18. The Tribunal was not convinced of Mr. Verbrugge’s expertise in the automotive industry in general, due to his lack of experience in the business processes of manufacturers other than Holland Hitch. Therefore, the Tribunal refused to qualify Mr. Verbrugge as an expert and instead invited Holland Hitch to call upon him to testify solely on the facts regarding the company’s manufacturing and business practices. Further, the Tribunal noted that Mr. Verbrugge’s alleged lack of independence was not a factor in the qualification decision; rather, this would have gone to the weight of his expert evidence.13 In other words, if Mr. Verbrugge had been recognized as an expert, then the Tribunal would have considered whether his opinion evidence ought to be given reduced weight or was unreliable as a result of bias.

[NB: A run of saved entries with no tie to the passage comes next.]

PR #1113, opened 2017-04-06
Initial support for new themes

javierluraschi:
There is still more work for this feature, but it would be worth to work directly on main for those eager to provide feedback. Most changes tweak the appearance in CSS files, might start pushing directly to main since most changes are scoped to css tweaks.

Here is the preference entry point (disable by default). Which we can also consider removing this at some point once this work is complete:

screen shot 2017-04-05 at 5 15 24 pm

and a preview of this work:

screen shot 2017-04-05 at 5 13 47 pm


jjallaire:
Yeah, I'd be in favor of ditching the check box as soon as you've got the new theme looking reasonable.

PR #1118, opened 2017-04-07
Implements DSNs for new connections wizard

javierluraschi:
Implement DSNs for new connections wizard:

screen shot 2017-04-06 at 5 31 40 pm

screen shot 2017-04-06 at 5 31 49 pm

This assuming the `ODBC.ini` file is configured as:

```
[Customers]
Description     = Test to Postgres
Driver          = PostgreSQL

[Supliers]
Description     = Test to Postgres
Driver          = PostgreSQL

[Invoices]
Description     = Test to Postgres
Driver          = PostgreSQL
```

### DIFF
--- a/src/cpp/session/modules/SessionConnections.R
+++ b/src/cpp/session/modules/SessionConnections.R
@@ -259,7 +259,31 @@ options(connectionObserver = list(
 
    snippets <- .rs.connectionReadSnippets()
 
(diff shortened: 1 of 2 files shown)


jjallaire:
I think Livy should be part of the Spark workflow rather than its own entry (end users aren't likely to know what Livy is but will know "Spark")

19. Holland Hitch sought to qualify Mr. Greer as an expert in professional engineering and the structural integrity relationship between the fifth wheel and frame design, as well as Holland Hitch’s engineering practices as a whole.14 The CBSA took issue with Mr. Greer’s qualifications in these areas (aside from his credentials as a professional engineer) given his lack of specific experience in structural engineering, truck design and truck manufacture. The CBSA also raised Mr. Greer’s lack of impartiality on the same basis as Mr. Verbrugge.

20. After careful consideration, the Tribunal refused to qualify Mr. Greer as an expert witness because he lacked specific experience in structural engineering, truck design and truck manufacture. As in Mr. Verbrugge’s case, the Tribunal noted that, had Mr. Greer been qualified as an expert, any allegation with regard to bias would have gone to the weight to be given to his opinion evidence.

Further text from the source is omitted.